To begin with I’d like to apologize for the mix of languages in this post. The data source for this post are in swedish, and I’ve not taken the time to translate them. However, as I expect that this is mostly of interest to sweden based readers anyways I expect that this won’t be too much of a problem.
As Mikael remarks in his original post standard PCA is not suited to analysing compositional data (e.g. like in the voting data, where all the voting percentages need to add up to one for each municipality). This mean that I wanted to look into using robust principal component analysis for compositional data (available from the “robComposions” r-package) to see how that would influence the results.
Lets begin by having a look at the scoring plots overlaid with some information about the municipalities.
The two figures above shows two similar views of the Swedish political landscape. There is a clear trend from from rural to urban, with the left-right political spectrum following along approximately the same lines.
A great deal of the variability in the data (77%) is explained in these two principal components. So let’s look at their compositions:
Looking at the loading of the first principal component we see that we should expect to see municipalities with a relatively higher proportion of the traditionally rural Center party (C) votes on the left. On this side we also expect to see municipalities with a high percentage of votes for the right-wing populist/xenophobic party, the Sweden democrats (SD). While on the right we see municipalities with a high percentage of votes for the Liberals (FP) and the Green Party (MP). My interpretation is that this lends strength to the hypothesis that the x-axis shows a separation from rural to urban.
The second principal component interestingly seems to show a separation along the lines traditional Swedish political lines, with the right being on the bottom half of the figure and the left being in the top part.
To get a feel for this, let’s add the names of the municipalities to the PCA.
While this figure is something of a mess we can clearly see the names of the outliers. And this does seem to make sense. Gällivare and Jokkmokk in the north of Sweden traditionally having a strong leaning towards the left, while Danderyd outside of Stockholm is well known as a stronghold of the Swedish right. On the left we see rural municipalities like Ragunda and Strömsund and on the right we see the larger cities of Sweden, like Stockholm and Göteborg.

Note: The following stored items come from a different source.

PR #317, opened 2019-10-28
Loading screen on points view

liam-fitzgerald:
Shows a loading indicator when chain state is loading, so that
Urbit HD wallets immediately show the (only) point view instead
of flashing through the point select view.

### DIFF
--- a/src/views/Points.js
+++ b/src/views/Points.js
@@ -206,6 +206,23 @@ export default function Points() {
     push,
   ]);
 
+  if (
+    loading ||
+    (allPoints.length === 1 &&
+      ownedPoints.length === 1 &&
+      outgoingPoints.length === 0)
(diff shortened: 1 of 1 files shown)


vvisigoth:
This still causes a flash of family view on loading an address with one point.

Kapture 2019-10-30 at 14 10 09

liam-fitzgerald:
fixed

vvisigoth:
Now the opposite. Eternal loading on single point ownership.

Kapture 2019-10-31 at 17 31 56

vvisigoth:
Still hanging.

To be clear, I'm testing by booting with clean chain state. Creating a ~zod, logging out and then logging back in.

vvisigoth:
Any progress on this one?

PR #334, opened 2019-11-06
Networking keys config: hex lengths

Fang-:
Web3's randomHex generates bytes, not characters. This makes sure we generate random seeds at a length consistent with the seeds produced by keygen.

Our buildHexValidator takes a length in characters, not bytes. This makes sure we validate accordingly.

(Arguably, hexValidator should take length in bytes also, but I don't want to go up-end that right now.)


liam-fitzgerald:
LGTM!

PR #335, opened 2019-11-07
Linear and conditional star release contract support

liam-fitzgerald:
Can view and withdraw stars from both contracts.

Drafted, waiting on the batching PR approval and also the addresses of the contracts on the Ropsten network.


vvisigoth:
Approved the batching PR and merged.

liam-fitzgerald:
ping @vvisigoth @Fang-

src/lib/starRelease.js
```diff
@@ -0,0 +1,86 @@
+import { linearSR, conditionalSR } from 'azimuth-js';
+import { Just, Nothing } from 'folktale/maybe';
+
+function mapRange(amount, cb) {
+  return [...Array(amount).keys()].map(cb);
+}
+
+// Preferentially withdraw from conditional contracts and use linear
+// to mop up the rest
+export function generateWithdrawTxs(contracts, batchLimits, amount, to) {
```
Fang-: wh-what

I don't understand at all why we're mixing the use of linear and conditional, both here and in `lib/useStarReleaseStore`. If this is somehow useful for creating the desired UI flows, I'd expect that to happen in those UI flows, not in a lib...

src/lib/starRelease.js
```diff
@@ -0,0 +1,86 @@
...
+    contracts,
+    batchLimits,
+    amount,
+    to
+  );
+  const lsrTxs = generateLinearWithdrawTxs(contracts, left, to);
+  return [...csrTxs, ...lsrTxs];
+}
+
+function generateConditionalWithdrawTxs(
```
Fang-: A more explicit loop (instead of recursion) might be a bit easier to follow here. Or at least annotate that this is running itself for every batch/limit.

src/lib/starRelease.js
```diff
@@ -0,0 +1,86 @@
...
+  batchLimits,
+  amount,
+  to,
+  offset = 0
+) {
+  // Successfully withdraw all requesed
+  if (amount <= 0) {
+    return [0];
+  }
+  // Return missing amount in car
```
Fang-: >car

?

src/views/Release/Active.js
```diff
@@ -0,0 +1,94 @@
...
+        ->
+      </Grid.Item>
+      <Grid.Divider />
+    </>
+  );
+}
+
+export default function ActiveView({ className, goPoint }) {
+  // const points = [2560, 2561, 2562];
+  const { controlledPoints } = usePointCache();
```
Fang-: Wait, so this just shows *all* the points the user controls? Does this replace the old point overview page?

src/views/Release/Active.js
```diff
@@ -10,11 +10,13 @@ import { useWallet } from 'store/wallet';
 
 import * as need from 'lib/need';
 import usePermissionsForPoint from 'lib/usePermissionsForPoint';
+import { useSyncOwnedPoints } from 'lib/useSyncPoints';
 import { buildKeyType } from 'lib/point';
 
 function ActiveViewRow({ point, goPoint }) {
   const { wallet } = useWallet();
   const address = need.addressFromWallet(wallet);
+  useSyncOwnedPoints([point]);
```
Fang-: Does the result of this not need to be assigned for something? If we're not using it, shouldn't we remove it?

liam-fitzgerald: It simply ensures that `point` is synced. It doesn't need to be assigned.

src/lib/starRelease.js
liam-fitzgerald: I put in the lib because I didn't want the UI code to become too cluttered. I thought it would be cleaner to hide the difference between the contracts in a lib, because from the bridge perspective, the two contracts don't really need to be exposed differently.

src/lib/starRelease.js
liam-fitzgerald: hangup from my lisping days, will change to head.

src/views/Release/Active.js
liam-fitzgerald: Just the stars.

src/lib/starRelease.js
Fang-: That sounds like fair game. Carry on!

src/views/Release/Active.js
Fang-: Right. Feels weird to have a "the stars you own" overview for this though, instead of just showing what's still in lockup. If the intent is to show "stars you got from this contract", then that's broken in the "transferred a star away" and "got a star from someplace else" cases.

Fang-:
Still confused about exactly what we want the "active stars" section here to do, but otherwise good to go as far as I'm concerned. Ping @vvisigoth for final approval.

vvisigoth:
Good with me.

PR #339, opened 2019-11-07
Individual breach language

vvisigoth:
Trigger New Continuity Era -> Breach Continuity


vvisigoth:
Changing this wording since it should include the word "Breach"

PR #342, opened 2019-11-16
prevent users bailing midway through activate

liam-fitzgerald:
Tries to stop users bailing midway through the activation flow. [Sadly](https://developer.mozilla.org/en-US/docs/Web/API/WindowEventHandlers/onbeforeunload) we can't give any custom warning message.


liam-fitzgerald:
ping @Fang-

PR #350, opened 2019-12-07
Warn about unset networking keys when setting up pools

Fang-:
The Delegated Sending contract requires that networking keys for the star have been configured at least once. We weren't warning the user about that. This PR makes it so that we do. To avoid nasty star-isn't-live situations, we also warn if keys are _currently_ unconfigured.

(Yes, this means two separate warnings can show. Also idk why these are red instead of yellow. They don't actually stop you from doing this flow.)

image

This is the Bridge-side half of urbit/azimuth-js#55. Once that's merged and assimilated  into Bridge, the meaning of "available for use" here will change from "invite tx could crash" to "won't count as usable invite".


Fang-:
@vvisigoth I assume this has your blessing.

All-in-all it seems that my results here concur with Mikaels.
Mikael then goes on to do random forest classification to see if certain keep parameters about the different municipalities can predict the voting outcome. I decided to take more straightforward route here. I think that this is especially interesting due to the statements made in the blog Cornucopia(in Swedish) about the correlation between the percentage of votes for SD and the number of asylum seekers in the municipality.

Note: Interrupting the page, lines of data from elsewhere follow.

Issue #357, opened 2019-12-15
"invalid mnemonic" message could be more helpful


abliss:
If one word is misspelled (i.e. does not appear on the wordlist), the message should tell me which one. If the string doesn't parse because I accidentally put two spaces instead of one somewhere, it should tell me where. (These are perhaps better made as requests against bip39.js?)

Also, since the mnemonicToSeed is to be used instead of mnemonicToEntropy, there should (as recommended by the bip39 readme) be an option to bypass the check and proceed anyway (in case an alternate or obsolete wordlist was used).

PR #360, opened 2019-12-19
Mnemonic login QoL

### LINKED ISSUE #355: changing the default HD path clears valid mnemonic input
reproduce with:

1. paste in a valid mnemonic 
2. toggle passphrase / hdpath checkbox
3. backspace or insert a character in the hdpath field
4. the form will clear the input to the mnemonic and checkbox, but not the hdpath

Untitled

Fang-:
- Actually validate user-specified derivation paths.
- Fix #355.
- Resolve the "want to use any mnemonic" part of #357, by allowing that if you check a checkbox.
- Sneaks in some clean up of the `Senate.js`, which was spewing hella warnings.

### DIFF
--- a/src/views/Senate.js
+++ b/src/views/Senate.js
@@ -1,42 +1,26 @@
 import React, { useCallback, useMemo, useState } from 'react';
-import cn from 'classnames';
-import { Grid, Text, Input, P, LinkButton } from 'indigo-react';
+import { Grid, Text, P, LinkButton } from 'indigo-react';
 import * as azimuth from 'azimuth-js';
-import ob from 'urbit-ob';
 
 import { useNetwork } from 'store/network';
-import { usePointCache } from 'store/pointCache';
 import { usePointCursor } from 'store/pointCursor';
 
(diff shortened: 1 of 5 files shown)


src/views/Senate.js
```diff
@@ -185,15 +163,15 @@ export default function Senate() {
         </>
       );
     });
-  }, [open, polls, votingOn]);
+  }, [open, polls, votingOn, doVote]);
 
   const onDocumentChange = useCallback(({ valid, values }) => {
```
liam-fitzgerald: why comment these instead of removing?

Fang-: I agree it's not very tidy, but I imagine we'll want to get the "verify/create a document hash" functionality back in once we upgrade this to a more fully-featured senate page.

@vvisigoth we _are_ going to upgrade this to a more fully-featured senate page sometime next year, right?

vvisigoth:
yes
—
~poldec-tonteg
http://urbit.org

PR #369, opened 2020-01-08
New Invite Screen

liam-fitzgerald:
Added new invites screen and invite URL support.

cc: @vvisigoth @jyng


src/form/EmailChipInput.js
```diff
@@ -0,0 +1,120 @@
...
+  );
+
+  const addToChips = useCallback(() => {
+    setChips([...chips, value]);
+    setValue('');
+  }, [chips, value, setChips]);
+
+  const handleKeyDown = useCallback(
+    event => {
+      if (['Enter', 'Tab', ','].includes(event.key) && value !== '') {
```
Fang-: Can we make space do this too? ime that's commonly supported, and it doesn't have conflicts with standard/expected behaviors like tab and return do (next field and submit respectively).

src/components/InviteSigilList.js
```diff
@@ -0,0 +1,47 @@
...
+      Math.max(6 - _acceptedPoints.length - _pendingPoints.length, 0)
+    ).keys(),
+  ].map(() => Nothing());
+
+  const renderSigil = (points, colors, klassName) => {
+    return (
+      <>
+        {points.map((point, idx) => (
+          <div key={idx} className={cn(klassName, 'h9 w9')}>
+            <MaybeSigil patp={point} size={50} colors={colors} />
```
Fang-: As per design feedback, we should at least `title={point}` here.

src/views/Invite/InviteEmail.js
```diff
@@ -142,15 +142,12 @@ export default function InviteEmail() {
...
-      }
-    },
-    [getHasReceived]
-  );
+  const validateHasReceived = useCallback(async email => {
+    // const hasReceived = await getHasReceived(email);
+    // if (hasReceived) {
+    // return HAS_RECEIVED_TEXT;
+    // }
+  }, []);
```
Fang-: Also what's this about? This same logic now lives in `Views/Invite/Email.js` it seems, so maybe a remnant of the move?

src/components/InviteSigilList.js
liam-fitzgerald: done

src/form/EmailChipInput.js
liam-fitzgerald: done

src/views/Invite/InviteEmail.js
liam-fitzgerald: reverted these changes, but maybe better to just turf the old views

Fang-: If they're unused they should just go.

src/lib/useBlockWindowClose.js
```diff
@@ -15,3 +15,19 @@ export default function useBlockWindowClose() {
     };
   });
 }
+
+export function useConditionalBlockWindowClose(condition) {
```
Fang-: This doesn't keep me from going to a different page within Bridge though. Is that something we can prevent?

Fang-:
Changes seem good. Waiting on @jyng for design things.

jyng:
> On the Point page, the sigils feel pretty visually heavy compared to the rest of the page. I'm not sure what we get out of them being there right now. At the very least, maybe they should show names on-hover (with just a title attribute)?

This makes the interface quite cluttered and the added benefit is quite trivial. The designs here are also incorrect — the row shouldn't exist inside the invite group view.

> Also the "pending" highlighting is the only color we have on the page, but it's not really the most important part of the page. Perhaps we want to use grey instead of orange?

Adding members is an important feature we want to highlight, so when people add members they should see positive feedback. Whether or not the color works is a different conversation.

> On the Invite Group screen, the sigils are redundant with the sigil+name list that's underneath them. We probably shouldn't be rendering them there. It's kind of weird, too, that I can't send invites from that dedicated screen, even though I can from the smaller overview on the Points page.

 The sigil list is the detailed version of the sigil row from the previous screen. There’s inaccuracy here: the row should only exist in the home screen not the invite group screen. And yes ‘Add Members’ should be in the Invite Group Screen.

> On the Point page, we might want a separator underneath the "add members" section. It feels a little too intimate with the "admin" button (and the rest of that section) right now.

Yeah this is a good point. We should probably drop it two 2 steps in our spacing scale

jyng:
@liam-fitzgerald 
Some design fixes to be made:
Home page
- 'View' on hover should be a cursor
- Add Members should be a center button

Invite Group page
- There shouldn't be a sigil row
- There should be an Add Members button

Attached designs for reference

home sent
(Ignore the simplified navigation at the bottom, thats still work in progress)

invitegroup

Fang-:
> This makes the interface quite cluttered and the added benefit is quite trivial. The designs here are also incorrect — the row shouldn't exist inside the invite group view.

Fair, but that doesn't answer my concerns about this row existing in the first place.

> Adding members is an important feature we want to highlight, so when people add members they should see positive feedback.

Hmm I'm not sure I understand your translation from "adding members" to "pending invites" here. I get that they're causally related, and I agree that the action of adding members is worth highlighting (as it already is, there's a big black button on an otherwise mostly white page), but I don't see "pending invites" as equally important.

jyng:
Hmm, your questions seem to be regarding why 'invite group' is so emphasized. Let's move this into an email thread, your concern about the design is separate from Liam's work.

src/lib/useBlockWindowClose.js
liam-fitzgerald: I'd need to add lock/unlock functionality to the router

jyng:
@liam-fitzgerald 
I'm noticing in this PR that the tab spacing is off. in Tabs.js line 36 i see we're setting margin/padding, but it's not clear to me why this is for? The spacing seems fine without it.

liam-fitzgerald:
> @liam-fitzgerald
> I'm noticing in this PR that the tab spacing is off. in Tabs.js line 36 i see we're setting margin/padding, but it's not clear to me why this is for? The spacing seems fine without it.

Can you clarify this? I haven't changed the margin/padding in Tabs.js

jyng:
Yeah you haven't changed any spacing on this PR, but I had just noticed this and was curious what it's for because it creates an inset on the tab bar.

image

jyng:
Design Notes on Invite Screen
- The invite number should be 0 for pending invites
- You should see the pending invites when you click into Invite Group
- The textarea should be width: 100%
- We shouldn’t have the hover labels?? It’s just quite clunky

Fang-:
> We shouldn’t have the hover labels?? It’s just quite clunky

They're pretty big, I was thinking just native `title` tag hovers. But then, if we don't have those, what do we even want to accomplish with having the sigils there?

liam-fitzgerald:
> Yeah you haven't changed any spacing on this PR, but I had just noticed this and was curious what it's for because it creates an inset on the tab bar.
> 
> image

It was to center the tab options to match the designs. I'll get rid of that inset

jyng:
> They're pretty big, I was thinking just native title tag hovers. **But then, if we don't have those, what do we even want to accomplish with having the sigils there?**

Just getting a sense of activity inside your invite group is enough information here, the name is optional. However, I think using the title attribute is an improvement here, so let's keep it.

jyng:
LGTM

src/views/Invite/Cohort.js
```diff
@@ -181,7 +181,7 @@ export default function InviteCohort() {
         <Grid.Item full>
           <Flex align="center">
             <Flex.Item>
-              {_acceptedInvites + _pendingInvites} / {_totalInvites}
```
Fang-: Huh, I thought this was correct, in that these are the amount of invites you've actually _used_. idk though.

src/views/Invite/Url.js
```diff
@@ -0,0 +1,106 @@
...
+            progress={0.5}>
+            Generating Invite URL
+          </Grid.Item>
+        );
+      default:
+        return null;
+    }
+  }, [txStatus, error, generateInvite]);
+
+  const url = `https://bridge.urbit.org/#${get(invites, '[0].ticket', '')}`;
```
Fang-: This includes the leading `~`. We've traditionally (with the emails) been sending out invites in the format of `bridge.urbit.org/#some-ticket`, without leading `~`. I think it looks cleaner, and would remove it for the sake of consistency, but don't feel super strongly.

vvisigoth: Agree with @Fang- here, but that's my only quibble.

vvisigoth:
I bless.

vvisigoth:
I bless.

src/views/Invite/Url.js
liam-fitzgerald: fixed

liam-fitzgerald:
ping

Fang-:
Merging blessed PR!

PR #370, opened 2020-01-14
Sigil generator on Point Detail Screen

liam-fitzgerald:
Adds customisable sigil generator to point detail screen.

Drafting as this is based off the Cohort Screens, so blocked pending that merge.


src/views/SigilGenerator.js
```diff
@@ -0,0 +1,124 @@
...
+import { useLocalRouter } from 'lib/LocalRouter';
+import useSigilDownloader from 'lib/useSigilDownloader';
+
+import { composeValidator, buildNumberValidator } from 'form/validators';
+import BridgeForm from 'form/BridgeForm';
+import FormError from 'form/FormError';
+import SubmitButton from 'form/SubmitButton';
+import { NumberInput, ColorInput } from 'form/Inputs';
+
+const BG_COLORS = [
```
jyng: Could these be imported from indigo-tokens?

src/form/Inputs.js
```diff
@@ -196,3 +197,53 @@ export function EmailInput({ ...rest }) {
     />
   );
 }
+
+export const ColorInput = ({
```
jyng: Hm, why are we not using the indigo-react/inputs here?

src/form/SubmitButton.js
```diff
@@ -14,6 +14,7 @@ export default function SubmitButton({
   handleSubmit,
   ...rest
 }) {
+  const form = useFormState();
```
jyng: Could we try using the indigo-react/buttons here?

src/form/Inputs.js
```diff
@@ -197,53 +196,3 @@ export function EmailInput({ ...rest }) {
     />
   );
 }
-
-export const ColorInput = ({
```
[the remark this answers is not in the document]
liam-fitzgerald: So move this back into form/Inputs.js ? Indigo-react doesn't currently contain a color picker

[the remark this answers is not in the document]
jyng: Just off the top of my head, I would move color picker src/components (which im assuming are local components) and then inside the colorPicker.js I would use atomic components from indigo-react.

Lars Wideräng claims that there is a strong positive correlation between the number of asylum seekers per capita in a municipality and the SD voting percentage, and a negative correlation with the number of M votes. He states as one possiblitiy that in municipalities with a high number of asylum seekers, voters flee from M over to SD because of this. However I think that that this is oversimplifying the situation.
One claim that he makes is that municipalities with right-wing governments accept fewer asylum seekers. Looking at this density plot, this appears to be correct.